*Assignment*
Within the data beneath, some lines may hold the word "pull". Give the number of those lines and nothing else.
----- Dataset
PR #1051, opened 2025-05-11
Use the instrumental track on enabling audio/mute_vocals_track when available

GaryCXJk:
### What does this PR do?

Performous stores the instrumental tracks as defined by the most recent UltraStar format specification, however, at the moment, it's not in use. At the same time, the setting `audio/mute_vocals_track` remains unused whenever the UltraStar text files are used. This pull request attempts to rectify this.

### Additional Notes

In order to enable instrumental tracks to be stored on a song, the caching JSON had to be modified to add the instrumental file location. This part should completely be non-breaking, though requires a cache refresh.

In theory, this pull request shouldn't break Frets on Fire and / or StepMania support, this has yet to be tested, but I assume there won't be a problem, as the "Instrumental" track is only used on UltraStar text files.


Baklap4:
@ooshlablu can you give this a test run?

@GaryCXJk Thanks for the PR, Codewise it looks alright but i haven't tested it myself yet

ooshlablu:
@Baklap4 I test on Ubuntu 24.04 with guitar + vocals at the same time and these changes don't interfere with any of the sources I have, which is mostly FoFix/Phaseshift/Clonehero format. I don't have any Ultrastar songs at all tho, even without instruments, so I can't really speak for the changes. Didn't break anything for me tho :-)

ooshlablu (approved):

PR #1052, opened 2025-05-27
Allow a configured minimum value for Player Highscrore

kt--:
### What does this PR do?

Adds a new Game configuration entry for the minimum allowed high score, replacing the hard-coded constant of 2000.
Default 2000
Min 200, Max 8000, step=200

### Closes Issue(s)

n/a

### Motivation

When I first started using Performous for karaoke, I spent many months not scoring much over 500, and never being able to track my appalling high scores diminished the fun.

### More

Is there documentation on this?  None was not updated.

### Additional Notes

None.


ooshlablu (approved):
I tested this with a few instruments + vocals, and set the number all over the place and it seems to work fine. Was able to get a high score on guitar while missing on vocals, the opposite way, etc.

I would appreciate if @Lord-Kamina, @Baklap4, or @twollgam can post a review before I merge tho.

Baklap4 (approved):

PR #1053, opened 2025-05-27
Use audio "loudness" normalisation, if present in audio/video tracks

kt--:
### What does this PR do?

If an audio file (or video file audio track) contains "Replay Gain" data, use it to with the existing `libav` routines to adjust the volume of the playback.
This is particularly useful when audio comes from multiple producers.  Even professionally mastered audio CDs can and do have different base-loudness levels.

A discussion of how Replay Gain works at a technical level is beyond the scope of this MR (and my understanding).   From a users' point of view - it makes overly loud audio softer, and too soft audio louder.  Without this patch I found it necessary to adjust the amplifier volume during use of Performous.

Replay Gain can't pull-off a miracle.  There is still variation in loudness.

The option is turned on/off with a configuration entry: `audio/normalize_songs`.

### Closes Issue(s)

n/a

### Motivation

Audio from different sources comes at different loudness levels.  It's annoying when one audio track is overly loud - the user has to adjust the output volume manually, or ignore it for the next audio track to sound relatively soft.

There are numerous other software platforms using Replay Gain tags to alleviate loudness issues:
https://duckduckgo.com/?t=ffab&q=ReplayGain+2.0&ia=web

### More

n/a 

### Additional Notes

I've now tested this for over a year.  The `libav` implementation is good.

One easy way to add Replay Gain tags to an audio file is to the use `loudgain` application (with patches), but applications like `audacity` can also create them.   LibAV can create them too - but that is a further work.  (Having the Replay Gain calculated by `libav` at load time is theoretically possible - but it might take a second or so.)


ooshlablu (approved):
I tested with the package and the appimage on Ubuntu 24.04 and it makes a noticeable difference for many of my sources. Everything else works as expected :+1:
----------
*Your response*
3